Is there a way for inference with torchtext using from_pretrained() transformers method?

353 Views Asked by At
BertTokenizer.save_pretrained("OUTPUT_DIR")

saves vocab.txt, special_tokens_map.json and tokenizer_config.json to my output directory, the available train model is stored as pytorch_model.bin and the config is also there.

How is it possible to use these for inference, preferably with torchtext?

1

There are 1 best solutions below

2
On

In order to perform inference, you have to load the tokenizer and model again as follows (here I assume that the model you trained was BertForSequenceClassification):

tokenizer = BertTokenizer.from_pretrained("path_to_directory")
model = BertForSequenceClassification.from_pretrained("path_to_directory")

With "path_to_directory" being a string, for example "./model" (in case your directory is called "model", and you're currently in the parent directory of it). The tokenizer and model automatically infer which files they need from the directory. The tokenizer will use the vocab.txt file, the model will use the config.json file to set its hyperparameters as well as the pytorch_model.bin file to load the pretrained weights. You just have to make sure all these files are located in that directory.

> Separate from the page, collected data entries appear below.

PR #230, opened 2023-01-20
Fix keep alive for HTTP probes.

darinpeetz:
One commit to move the call to clientsForTarget so new clients aren't created every probing interval, and another to make the MaxIdleConns a configurable option so that keep alive works with more than 256 targets.

### DIFF
--- a/probes/http/http.go
+++ b/probes/http/http.go
@@ -488,6 +488,7 @@ func (p *Probe) startForTarget(ctx context.Context, target endpoint.Endpoint, da
 	ticker := time.NewTicker(p.opts.Interval)
 	defer ticker.Stop()
 
+	clients := p.clientsForTarget(target)
 	for ts := time.Now(); true; ts = <-ticker.C {
 		// Don't run another probe if context is canceled already.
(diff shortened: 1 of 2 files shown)


manugarg:
Looks like this bug appeared in this PR: https://github.com/cloudprober/cloudprober/commit/6a143254a57f377f542b1e256150cdb2df07f8e8

Thanks for catching this @darinpeetz and sending a fix. I'll review it more thoroughly in a day or two.

manugarg:
@darinpeetz, can you please split these two changes into two PRs:
1. Fix the keep-alive issue
2. Add an option for max idle connections.

Also, build failed for the max idle conn change because you've not generated the Go code for the protobuf change. Can you please run this script (https://github.com/cloudprober/cloudprober/blob/master/tools/gen_pb_go.sh) and upload the new diff.

darinpeetz:
I split this into two new PRs and ran the script you mentioned (I knew I was missing something but wasn't sure how to generate the go code, thanks for pointing that out). Closing this one in favor of the newer PRs.

PR #231, opened 2023-01-23
Move clientsForTarget call out of probing loop.

darinpeetz:
The repeated calls to clientsForTarget are generating new clients at every probing interval, which effectively makes the keep alive option useless (a new connection is created for every new client). Pulling that function call out of the loop and storing a single client list (one client per request) allows keep alive to function as normal again.


manugarg:
Thanks once again for this PR. I've added a test to catch regressions in future:
https://github.com/cloudprober/cloudprober/pull/233

manugarg (approved):

manugarg:
Demonstration that tests in #233 will catch such regressions in future:
image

Do you know how to provide a new sentence to a model like BERT? I'm not familiar with TorchText, but you can perform inference as follows:

sentence = "This is a new sentence"
inputs = tokenizer(sentence, padding='max_length', truncation=True, return_tensors="pt")
outputs = model(**inputs)

The tokenizer will transform the sentence into a format that BERT understands (i.e. input ids, token type ids and so on as PyTorch tensors), including padding and truncation. The outputs variable is a Python tuple, containing the raw logits.